The authors create a stimulating argument, showing that readiness is a complex term, and must be defined as more than general characteristics. I found the first phase of their survey to have the strongest argument where skills regarded as being part of traditional learning can be easily carried over into online learning. Such skills include writing and expression, time management, and responsibility. Additionally, the authors were diligent enough to alter questionnaires where inconsistencies were present. For example, during the first phase of their study, it was found that students were answering questions based on their personal experience with web-based tools, rather than within the education context as expected. Therefore, the authors revised the prompts to require the students to answer the questions from their educational experience.
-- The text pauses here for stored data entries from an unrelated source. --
PR #194, opened 2016-09-03
Improvements to FreeBSD tty code.

johalun:


Cloudef:
There seems to be quite lots of indent / space changes, can you fix those before I check further.

yohanesu75:
Ah you're right.. I thought it was tabs that had been converted to spaces automatically but I see that indent is changed. Will fix it!

yohanesu75:
We end up with#ifdefs all over the place.. Maybe cleanest to put in separate files?

Cloudef:
You could separate the parts that are different into functions into own files, provide tty_backend struct that contains the function prototypes. Have something like wlc_tty_backend_init(&backend); at begin of wlc_tty_init, the implementation that gets called for wlc_tty_backend_init would depend on platform (linux or bsd), by telling cmake which .c file to compile. tty.h would contain the prototype for wlc_tty_backend_init, but implementation would be in the platform specific file.

If that makes sense. Above is also really easy to modify so that tty backends could be loaded from .so's (plugins), but I don't think we ever need that. (Or at least I hope there doesn't exist multiple tty apis on single platform)

SirCmpwn:
Presumably this is obsolete.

The article presented the questionnaire through its various stages of reconstruction showing how questions were revised during each phase of the study. However, the article lacked a clear definition of how the surveys were administered. Was the survey an in-person sheet where students entered answers long-hand? Was the survey administered online through a course management software program, or was the survey collected in focus group setting in a qualitative manner? These are questions that presented areas of concern as the setting in which the survey was administered could possibility present differing data results. While the authors presented information the ages, ethnicities, and major of study for the participants, the study failed to present information on the whether participants were taking an online course for the first time, and what distance learning model was used for this specific course in which the survey was given (completely online, hybrid, etc.). Additional areas of study could examine  the comparison between undergraduate student online learning preparedness, and graduate student preparedness in online learning environments to see if results of the study vary between the two populations. Another area of exploration could be centered on how the level of social media experience of the participants  impacts online learning success. Finally, the study could be extended to present data on minority student success in online learning environment, including information on whether one’s socioeconomic status has an impact on online learning. The further study, as suggested, would prove to as an effective analysis for researchers and teacher-educators to examine underrepresented populations.

This article can be compared to Lau and Shaikh’s (2012) article, “The Impacts of Personal Qualities on Online Learning Readiness at Curtin Sarawak Malaysi” in which the authors of the article developed a questionnaire to gather information on student’s personality characteristics as diagnostic tool for both faculty and instructional designers (Lau & Shaikh, 2012). Where Lau and Shaikh’s study shows a higher level of evidence is that they surveyed over 350 participants in their study as compared to Dray, Lowenthal, Miskiewicz, Ruiz-Primo, and Marczynski’s study in which only 26 graduate students were surveyed. The findings of Lau and Shaikh’s (2012) study were that students were less satisfied with online learning in comparison to traditional learning environments and felt less prepared for the objectives of the course. Both articles support my research in different by equally necessary ways: Lau and Shaikh’s (2012) article presents compelling statistical data on online learning readiness, while Dray et al (2011) article provides information on how to compose efficient survey questionnaires.

References

Dray, B. J., Lowenthal, P. K., Miskiewicz, M. J., Ruiz-Primo, M., & Marczynski, K. (2011). Developing and instrament to assess student readiness for online learning: A validation study. Distance Education, 32(1), 29-47. Retrieved from http://web.b.ebscohost.com.ezproxy1.lib.asu.edu/ehost/pdfviewer/pdfviewer?sid=2ae58e61-960f-4907-be25-93dcd5ba5c38%40sessionmgr114&vid=2&hid=120

Kerr, M., Rynearson, K., & Kerr, M. (2006). Student characteristics for online learning success. The Internet and Higher Education, 9(2), 91-105.

Lau, C. Y., & Shaikh, J. M. (2012, July). The impacts of personal qualities on online learning readiness at Curtin Sarawak Malaysia. Educational Research and Reviews, 7(20), 430-444.